> [What is needed]: Give the data again exactly as it is written.

> [Study material]:
PR #60, opened 2024-01-11
[feat] Make Authorization data codable

raulbatista94:
Since we are planning to use this model in the template and store it to keychain the current implementation of Keychain manager in the template requires the model to conform Codable protocol.


matejmolnar (approved):
Makes sense

matejmolnar (approved):

cejanen (approved):
🦖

> [Task result]:
PR #60, opened 2024-01-11
[feat] Make Authorization data codable

raulbatista94:
Since we are planning to use this model in the template and store it to keychain the current implementation of Keychain manager in the template requires the model to conform Codable protocol.


matejmolnar (approved):
Makes sense

matejmolnar (approved):

cejanen (approved):
🦖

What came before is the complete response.